__Exercise__: Each entry that follows should be written again verbatim.

Dataset records:
□ □ □ □

PR #220, opened 2023-03-23
Add interface for creating/using array views

adayton1:


configs/lc/toss/clang.cmake
```diff
@@ -1,3 +1,7 @@
-set(CMAKE_C_COMPILER "/usr/tce/packages/clang/clang-11.0.1/bin/clang" CACHE FILEPATH "Path to C compiler")
```
agcapps, line 1: No CMAKE_C_COMPILER anymore?

src/care/ArrayView.h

□ □ □ □

__Response__:
PR #220, opened 2023-03-23
Add interface for creating/using array views

adayton1:


configs/lc/toss/clang.cmake
```diff
@@ -1,3 +1,7 @@
-set(CMAKE_C_COMPILER "/usr/tce/packages/clang/clang-11.0.1/bin/clang" CACHE FILEPATH "Path to C compiler")
```
agcapps, line 1: No CMAKE_C_COMPILER anymore?

src/care/ArrayView.h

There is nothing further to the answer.